Employee retention. Another aspect of the survey shows that American
workers would stay longer at a job if they could get immediate access
to their earned pay after each day’s work at no cost (56% of workers
in the 2022 report).

More value and engagement. Another interesting aspect of the study
explains that those polled would feel more engaged and valued as an
employee – and would recommend the company to family and friends for
employment – if the employer offered EWA after each day of work at no
cost.

A shift in sentiment. Instant said that it is clear that, “there has
been a significant shift in employee sentiment over the past four
years, and a shifting economic and labor landscape has impacted
organizations and employees alike.”

Impact of COVID-19. One of the results of the survey points out that
some 58% of those polled said that immediate access to their earned
wages after every day’s work is more important to them now than before
COVID-19. Survey results showed that from 2018 to 2022, 12% more
Americans worry about making their pay last until their next payday on
a daily basis.

Asking for wage advancement increased. The study also notes that three
times more Americans would ask for a wage or payroll advance from an
employer when compared with the 2018 study. According to Instant, this
was the biggest increase from 2018 to 2022, which the EWA company
said, “further underscores the need for a solution like earned wage
access to alleviate the financial burden that many are clearly
facing.”

Impact on employee retention. According to the U.S. Bureau of Labor
and Statistics BLS), the resignation rate over the last year in the
United States has reached highs not seen since the start of the BLS’s
Job Openings and Labor Turnover Survey program in December 2000. This
recent phenomenon is commonly called the “Great Resignation.”

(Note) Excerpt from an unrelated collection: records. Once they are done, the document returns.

PR #2832, opened 2023-09-15
Fix integrated GraphiQL tool in spin

alvaro-shopify:
Running the integrated GraphiQL toll inside spin is returning an error related to shop domains validation

- When the app is run inside spin, set the proper `customShopDomains` when the `shopifyApi` is created from the `graphiQL server`

### How to test your changes?
- The PR should be merged to test it inside `spin`
- Check that the app and the graphiQL tool is working properly as usual against the PRO environment

### Measuring impact

### Checklist

### DIFF
--- a/packages/app/src/cli/services/dev/processes/graphiql.ts
+++ b/packages/app/src/cli/services/dev/processes/graphiql.ts
@@ -1,6 +1,7 @@
 import {BaseProcess, DevProcessFunction} from './types.js'
 import {urlNamespaces} from '../../../constants.js'
 import {setupGraphiQLServer} from '../graphiql/server.js'
+import {isSpinEnvironment, spinFqdn} from '@shopify/cli-kit/node/context/spin'
 
 interface GraphiQLServerProcessOptions {
   appName: string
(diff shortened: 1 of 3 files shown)


packages/app/src/cli/services/dev/processes/graphiql.ts
```diff
@@ -19,13 +21,15 @@ export interface GraphiQLServerProcess extends BaseProcess<GraphiQLServerProcess
 }
 
 export async function setupGraphiQLServerProcess(
-  options: Omit<GraphiQLServerProcessOptions, 'port'>,
+  options: Omit<GraphiQLServerProcessOptions, 'port' | 'shopCustomDomain'>,
```
shauns, line 24: Why are you passing in shopCustomDomain, but then ignoring it afterward?

alvaro-shopify: This method was using the same type for the `options` argument and for the `options` filed included in the response. The problem is that the field is mandatory for the response but not for the parameter. 
I guess that something similar was happening with the `port` field, that's why I applied the same strategy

Employee retention is important to employers and the 2022 research
study shows that more than half (56%) of working Americans would stay
a month to over a year longer at a job if they could get immediate
access to their earned pay after each day’s work at no cost.

More employer benefits. One of the questions asked what an individual
would be likely to do if an employer offered immediate access to a
portion of their earned pay after every day’s work at no cost? And as
stated earlier, some 70% of those polled said they would recommend the
employer to friends, family, or others looking for a job. Other
feedback from this question shows that:

67% of respondents would see a long career with that employer;
69% of respondents would stay longer with that employer;
69% of respondents would pick up additional shifts or work more
optional days; and
72% of respondents would feel valued and appreciated at such a job.

EWA is universally appealing; younger generations are a bit more
interested. The study shows that 79% of all working Americans would be
more interested in applying for a job that pays them the same day they
work, which is 30% points greater than the 2018 study. However,
Millennials (84%) and Generation Z (87%) workers showed more interest
in applying for a job that pays them the same day that they work.